[MATERIAL FOR THIS TASK Boundary: Start]

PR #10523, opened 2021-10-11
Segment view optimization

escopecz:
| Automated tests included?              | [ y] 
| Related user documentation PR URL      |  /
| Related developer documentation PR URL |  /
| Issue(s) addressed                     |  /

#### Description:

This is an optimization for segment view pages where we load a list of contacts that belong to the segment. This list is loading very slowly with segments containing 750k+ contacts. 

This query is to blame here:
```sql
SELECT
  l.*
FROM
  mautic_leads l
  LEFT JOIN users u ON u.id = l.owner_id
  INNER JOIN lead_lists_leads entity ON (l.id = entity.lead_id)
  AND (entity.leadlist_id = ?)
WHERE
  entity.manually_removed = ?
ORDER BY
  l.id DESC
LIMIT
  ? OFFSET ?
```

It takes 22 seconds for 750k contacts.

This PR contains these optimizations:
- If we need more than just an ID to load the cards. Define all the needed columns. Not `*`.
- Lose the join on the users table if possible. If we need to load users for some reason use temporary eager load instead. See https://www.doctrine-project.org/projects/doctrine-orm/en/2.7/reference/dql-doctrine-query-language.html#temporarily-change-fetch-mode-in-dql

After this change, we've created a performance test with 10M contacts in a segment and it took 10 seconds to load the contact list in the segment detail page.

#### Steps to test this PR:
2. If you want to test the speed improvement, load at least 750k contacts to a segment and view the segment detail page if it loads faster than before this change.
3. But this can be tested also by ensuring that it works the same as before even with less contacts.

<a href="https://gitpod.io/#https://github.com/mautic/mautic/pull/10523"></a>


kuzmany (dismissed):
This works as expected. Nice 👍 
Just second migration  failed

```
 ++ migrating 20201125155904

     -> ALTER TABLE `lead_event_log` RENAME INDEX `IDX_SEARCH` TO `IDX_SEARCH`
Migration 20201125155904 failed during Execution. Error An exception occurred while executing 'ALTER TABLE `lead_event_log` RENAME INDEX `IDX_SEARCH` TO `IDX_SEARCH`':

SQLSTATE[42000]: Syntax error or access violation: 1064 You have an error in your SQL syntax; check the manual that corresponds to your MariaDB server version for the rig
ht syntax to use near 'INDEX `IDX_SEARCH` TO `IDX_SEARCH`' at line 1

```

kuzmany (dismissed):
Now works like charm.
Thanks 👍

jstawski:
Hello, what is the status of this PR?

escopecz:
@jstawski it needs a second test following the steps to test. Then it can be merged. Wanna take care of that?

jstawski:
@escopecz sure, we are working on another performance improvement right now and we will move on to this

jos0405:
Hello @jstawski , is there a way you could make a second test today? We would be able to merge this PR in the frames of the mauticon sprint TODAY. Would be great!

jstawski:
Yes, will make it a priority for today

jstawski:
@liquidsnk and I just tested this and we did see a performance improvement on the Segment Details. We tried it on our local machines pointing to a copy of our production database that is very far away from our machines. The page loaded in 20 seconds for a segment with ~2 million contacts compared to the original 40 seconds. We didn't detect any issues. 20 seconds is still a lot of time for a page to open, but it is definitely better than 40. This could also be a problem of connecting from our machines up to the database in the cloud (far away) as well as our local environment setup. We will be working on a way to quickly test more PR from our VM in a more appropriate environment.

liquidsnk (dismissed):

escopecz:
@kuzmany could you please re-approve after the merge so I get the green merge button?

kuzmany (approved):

[MATERIAL FOR THIS TASK Boundary: End]

The answer should consist of all lines from the records above that hold the word "syntax".

ANSWER SECTION →
SQLSTATE[42000]: Syntax error or access violation: 1064 You have an error in your SQL syntax; check the manual that corresponds to your MariaDB server version for the rig
ht syntax to use near 'INDEX `IDX_SEARCH` TO `IDX_SEARCH`' at line 1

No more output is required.